I am struggling to get my Azure batch nodes to start within a Pool that is configured to use a virtual network. The virtual network has been configured with a service endpoint policy that has a "Microsoft.Storage" policy definition and it points at a single storage account. Without the service endpoints defined on the virtual network the Azure batch pool works as expected, but with it the following error occurs and the node never starts.

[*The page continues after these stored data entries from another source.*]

PR #132, opened 2026-07-17
Fix web activity shortcut widget registration

treyhoover:
## Summary

Pass a component factory to `ctx.ui.setWidget` for the Ctrl+Shift+W web activity widget instead of passing a `Text` instance directly.

Pi's current widget API accepts either a string array or a component factory. Passing the component instance reaches the factory branch and throws `content is not a function`.

## Validation

- `node --test test/tool-registration-config.test.mjs`
- `npm test` — 70 tests passed


nicobailon:
Thanks for this fix. I landed it in #142 with changelog credit, keeping your authored commit in the maintainer branch.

I have tried creating the Batch account in both Pool allocation modes. This did not seem to make a difference, the pool resizes successfully and then the nodes are stuck in "Starting" mode. In the "User Subscription" mode I found the start-up error because I can see the VM instance in my account:
VM has reported a failure when processing extension 'batchNodeExtension'. Error message: "Enable failed: processing file downloads failed: failed to download file[0]: failed to download file: unexpected status code: actual=403 expected=200" More information on troubleshooting is available at https://aka.ms/VMExtensionCSELinuxTroubleshoot
From what I can determine this is an Azure VM extension that is running to configure the VM for Azure Batch. My base image is Canonical, ubuntuserver, 18.04-lts (batch.node.ubuntu 18.04). I can see that the extensions is attempting to download from:
https://a52a7f3c745c443e8c2cac69.blob.core.windows.net/nodeagentpackage-version9-22-0-2/Ubuntu-18.04/batch_init-ubuntu-18.04-1.8.7.tar.gz (note I removed the SAS token from this URL for posting here)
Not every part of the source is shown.